"""

PR #1847, opened 2026-04-13
Fix SNI config parsing wildcard host corruption

kickster97:
Fix SNI config parsing overwriting wildcard host when exact-match host is parsed after it. 

`parse_sni` used `get_host` which includes wildcard resolution, so a section like `test.example.com` parsed after `*.example.com` would match the wildcard instead of creating a new host. The wildcard's cert got overwritten and the exact-match host was never registered. Adds `get_exact_host` to `SNIManager` that only does direct key lookup, and uses it in `parse_sni`.

Added spec

### DIFF
--- a/spec/sni_spec.cr
+++ b/spec/sni_spec.cr
@@ -233,7 +233,7 @@ describe LavinMQ::Config do
       wildcard.tls_cert.should eq("spec/resources/wildcard_example_certificate.pem")
 
       # Exact-match host is registered separately
-      exact = config.sni_manager.get_exact_host("test.example.com").not_nil!
+      exact = config.sni_manager.get_exact_host("test.example.com").should_not be_nil
       exact.tls_cert.should eq("spec/resources/foobar_localhost_certificate.pem")
 
       # Runtime lookup: exact match takes precedence over wildcard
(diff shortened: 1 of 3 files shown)


spec/sni_spec.cr
```diff
@@ -188,6 +204,45 @@ describe LavinMQ::Config do
...
+    INI
+
+    config_file = File.tempname("lavinmq", ".ini")
+    File.write(config_file, config_content)
+
+    begin
+      config.parse(["-c", config_file])
+
+      # Wildcard host keeps its own cert
+      wildcard = config.sni_manager.get_exact_host("*.example.com").not_nil!
```
spuun:
```suggestion
      wildcard = config.sni_manager.get_exact_host("*.example.com").should_not be_nil
```

spec/sni_spec.cr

"""

Assigned task: All of the material must be written out again without any change.

Written solution:
PR #1847, opened 2026-04-13
Fix SNI config parsing wildcard host corruption

kickster97:
Fix SNI config parsing overwriting wildcard host when exact-match host is parsed after it. 

`parse_sni` used `get_host` which includes wildcard resolution, so a section like `test.example.com` parsed after `*.example.com` would match the wildcard instead of creating a new host. The wildcard's cert got overwritten and the exact-match host was never registered. Adds `get_exact_host` to `SNIManager` that only does direct key lookup, and uses it in `parse_sni`.

Added spec

### DIFF
--- a/spec/sni_spec.cr
+++ b/spec/sni_spec.cr
@@ -233,7 +233,7 @@ describe LavinMQ::Config do
       wildcard.tls_cert.should eq("spec/resources/wildcard_example_certificate.pem")
 
       # Exact-match host is registered separately
-      exact = config.sni_manager.get_exact_host("test.example.com").not_nil!
+      exact = config.sni_manager.get_exact_host("test.example.com").should_not be_nil
       exact.tls_cert.should eq("spec/resources/foobar_localhost_certificate.pem")
 
       # Runtime lookup: exact match takes precedence over wildcard
(diff shortened: 1 of 3 files shown)


spec/sni_spec.cr
```diff
@@ -188,6 +204,45 @@ describe LavinMQ::Config do
...
+    INI
+
+    config_file = File.tempname("lavinmq", ".ini")
+    File.write(config_file, config_content)
+
+    begin
+      config.parse(["-c", config_file])
+
+      # Wildcard host keeps its own cert
+      wildcard = config.sni_manager.get_exact_host("*.example.com").not_nil!
```
spuun:
```suggestion
      wildcard = config.sni_manager.get_exact_host("*.example.com").should_not be_nil
```

spec/sni_spec.cr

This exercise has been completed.